Center for Cell Control
The CCC’s translational pathway (TPath) has been 1) to direct a desired outcome of cells in a disease state using a feedback system control (FSC) scheme, 2) to identify the cellular nanomachines most affected by FSC-optimized treatments using the PhosphoFlow technique, and 3) to translate this new knowledge to preclinical and clinical tests. Using this approach, the CCC has been able to identifying several molecular assemblies and pathways in the cellular signaling and regulatory network behaving aberrantly compared with their behavior in a healthy state. In particular, the CCC has identified the protein translation machineries, specifically the S6-regulated module of the ribosome assembly, as a key protein complex controlling diseases that include HSV-1 infection, non-small cell lung cancer (NSCLC), leukemia, and human embryonic stem cell.
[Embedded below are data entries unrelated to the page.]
PR #192, opened 2018-09-20
Fix problems with extended derived types

### LINKED ISSUE #187: Extended derived types can't access ancestor members
```
program main
  type ::t1
    integer :: t1mem
  end type t1
  type, extends(t1) :: t2
    integer :: t2mem
  end type t2
  type(t2) :: x2
  print *, x2%t1mem
end program main
```

elicits

```
../../test/component.f90:9:15: error: Component 't1mem' not found in derived type 't2'
    print *, x2%t1mem
                ^^^^^
../../test/component.f90:5:24: Declaration of 't2'
    type, extends(t1) :: t2
                         ^^
```

tskeith:
When looking for a component name in a derived type, also look in the
parent type. Before adding a component to a derived type, report an
error if it already has one with that name. Check that components are
accessible when they are accessed.

Add the "parent component" to derived types (i.e. a component with the
same name as the parent type). The symbol is marked with the
`ParentComp` flag so we can avoid writing it to `.mod` files.

Add calls to `add_occurrence()` so that those particular instances of
`parser::Name` get their symbol set.

Change `DeclareObjectEntity` and `DeclareProcEntity` to use `SourceName` as
the name passed in rather than `parser::Name`.

Fix some problems in `unparse-with-symbols.cc` on statements that both
define and reference names.

Fixes #187.

### DIFF
--- a/lib/semantics/symbol.h
+++ b/lib/semantics/symbol.h
@@ -272,7 +272,7 @@ public:
   ENUM_CLASS(Flag,
       Function,  // symbol is a function
       Subroutine,  // symbol is a subroutine
-      Implicit,  // symbol is implicity typed
+      Implicit,  // symbol is implicitly typed
       ModFile,  // symbol came from .mod file
       ParentComp  // symbol is the "parent component" of an extended type
   );
--- a/lib/semantics/symbol.h
+++ b/lib/semantics/symbol.h
@@ -269,11 +269,18 @@ std::string DetailsToString(const Details &);
 
 class Symbol {
 public:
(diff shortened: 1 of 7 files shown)


lib/semantics/symbol.h
```diff
@@ -269,11 +269,18 @@ std::string DetailsToString(const Details &);
 
 class Symbol {
 public:
-  ENUM_CLASS(Flag, Function, Subroutine, Implicit, ModFile);
+  ENUM_CLASS(Flag,
+      Function,  // symbol is a function
+      Subroutine,  // symbol is a subroutine
+      Implicit,  // symbol is implicity typed
```
klausler: "implicitly"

The most effective way to handle a problem of the magnitude and complexity as a human disease is to attack it on many fronts, such as by using combinatorial drug therapies. Two unique technologies were applied for translating knowledge gained in our cell level studies to guide a search for more effective drugs and drug combinations in preclinical and clinical tests. The FSC scheme can rapidly determine the optimal set of drugs and dosages for a desired biological outcome from a very large number of possible combinations (Tsutsui et al., 2011; Sun et al., 2009; Wong et al., 2008). The PhosphoFlow methodology (Kruzik et al., 2008) can provide multi-parameter, single-cell phosphorylation analysis for identifying key protein complexes that control biological outcomes. Equally important, PhosphoFlow also excludes assumed candidate molecular assemblies that are minor drivers or not involve in specific outcomes.
With these technologies, the optimized combinatorial drugs and key protein complexes have been rapidly identified. For example, the S6-regulated ribosome translation complex was shown to behave aberrantly in HSV-1 infection. Subsequent blockade of S6 phosphorylation with a p70rsk inhibitor abrogated viral infection. Combinatorial drug treatments have shown positive results in blocking virus replication in a mouse model of HSV-1 infection.We have also applied this powerful yet broadly applicable FSC and PhosphoFlow two-step approach to investigate cancer. In NSCLC and AML leukemia cell line tests, high levels of S6 ribosomal complex activity were also identified as candidate biological drivers.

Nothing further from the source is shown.